The general form of the homogeneous equation of class B is given by the following:

homogeneousB_ode := F(diff(y(x),x), y(x)/x);

$\mathrm{homogeneousB\_ode}≔F\left(\frac{\ⅆ}{\ⅆx}y\left(x\right)\,\frac{y\left(x\right)}{x}\right)$

where F is an arbitrary functions of its arguments.

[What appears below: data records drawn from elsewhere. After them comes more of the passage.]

PR #669, opened 2023-03-10
Add `wp-total` metric to default Server-Timing metrics

### LINKED ISSUE #668: Add Server-Timing metric for total load time
## Feature Description

The Server Timing API in the plugin currently exposes metrics `wp-before-template` and `wp-template`, which when added make up for the total response time. While it's easy to calculate the sum of the two, when running many performance tests in an automated manner, this is not realistically feasible.

We should avoid using the sum of the two medians as that is statistically incorrect. We need to instead have the total load time in every run and use the median of that.

A `wp-total` metric was already included in the WordPress core automated performance CI workflow (see https://core.trac.wordpress.org/browser/trunk/tests/performance/wp-content/mu-plugins/server-timing.php?rev=55459#L26), so we should implement that in the Performance Lab plugin too.

felixarntz:
## Summary

Fixes #668

* Note that in order to see the metric, you need to enable output buffering via the Server Timing API filter. See [this Gist](https://gist.github.com/felixarntz/9c3d7150c74082e69bb426393b68b12e).
* [This data](https://docs.google.com/spreadsheets/d/1Oe-6ZO_Jqt6qSp2yF-ohb05McEB2y22aqU0S7gXuyGs/edit#gid=1501750953) (also see [WordPress Trac ticket](https://core.trac.wordpress.org/ticket/57814)) is an example where the code from this PR was already used.

## Checklist

### DIFF
--- a/server-timing/defaults.php
+++ b/server-timing/defaults.php
@@ -152,6 +152,23 @@ function perflab_register_default_server_timing_template_metrics() {
 		PHP_INT_MAX
 	);
 
+	add_action(
+		'perflab_server_timing_send_header',
+		function() {
+			// WordPress total load time.
+			perflab_server_timing_register_metric(
+				'total',
+				array(
+					'measure_callback' => function( $metric ) {
+						// The 'timestart' global is set right at the beginning of WordPress execution.
+						$metric->set_value( ( microtime( true ) - $GLOBALS['timestart'] ) * 1000.0 );
+					},
+					'access_cap'       => 'exist',
+				)
+			);
+		}
+	);
+
 	// SQL query time is only measured if the SAVEQUERIES constant is set to true.
 	if ( defined( 'SAVEQUERIES' ) && SAVEQUERIES ) {
 		add_action(


felixarntz:
cc @oandregal

mukeshpanchal27 (approved):
Thanks @felixarntz, LGTM!

server-timing/defaults.php
```diff
@@ -152,6 +152,23 @@ function( $passthrough = null ) {
 		PHP_INT_MAX
 	);
 
+	add_action(
```
joemcgill, line 155: I'd prefer to see this implemented as a named callback that could more easily be removed on sites that want to run the plugin but not expose this data. Also, I think we should be consistent about prefixing our metrics with `wp-` or similar, to avoid potential collisions if other tools are adding data to the Server Timing header.

I also notice that the [MDN docs for Server Timing](https://developer.mozilla.org/en-US/docs/Web/HTTP/Headers/Server-Timing) suggest using a semi-colon separated syntax for reporting these metrics. Not sure if this is a convention that we should be following or not, but it would suggest that we do something like:

```
Server-Timing: wp-total;desc="WordPress Total";dur={value}
```
or (simplified)

```
Server-Timing: wp-total;dur={value}
```

Curious what your opinion is of those conventions.

felixarntz: @joemcgill Replying to your points:
* If there is a need to remove metrics, I'd prefer we handle that holistically in a separate issue. The Server-Timing header is controlled via an API, and I'm not sure that removing hooks is the cleanest way to go about it. More importantly though, for this specific metric, I don't see why someone would want to remove `wp-total` when that's the same as `wp-before-template + wp-template` anyway, which would still not be possible to be removed. That's why I think we should rather approach it holistically.
* The Server-Timing API enforces the `wp-` prefix, so it will show as you mention :)
* Similarly, the Server-Timing API controls the exact output, and it will be output exactly like you're saying, following the conventions (your 2nd example, since we don't use metric descriptions at this point).

joemcgill: Thanks for your responses, @felixarntz. I had wondered if points 2 and 3 were handled elsewhere in the process. Glad to know that it is. I do think we should revisit how certain metrics can be managed and am fine for that to be done outside the scope of this issue.

joemcgill (approved):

See Differentialgleichungen, by E. Kamke, p. 19. This type of ODE can be solved in a general manner by dsolve and the coefficients of the infinitesimal symmetry generator are also found by symgen.

$\mathrm{with}\left(\mathrm{DEtools}\,\mathrm{symgen}\right)$

$\left[\mathrm{symgen}\right]$

$\mathrm{symgen}\left(\mathrm{homogeneousB\_ode}\right)$

$\left[\mathrm{\_\ξ}=x\,\mathrm{\_\η}=y\right]$

$\mathrm{ans}≔\mathrm{dsolve}\left(\mathrm{homogeneousB\_ode}\right)$

$\mathrm{ans}≔y\left(x\right)=\mathrm{RootOf}\left({\int }_{\phantom{\mathrm{`\; `}}}^{\mathrm{\_Z}}\frac{1}{-\mathrm{RootOf}\left(F\left(\mathrm{\_Z}\,\mathrm{\_a}\right)\right)+\mathrm{\_a}}\ⅆ\mathrm{\_a}+\ln \left(x\right)+\mathrm{c\_\_1}\right)x$

$\mathrm{odetest}\left(\mathrm{ans}\,\mathrm{homogeneousB\_ode}\right)$

$0$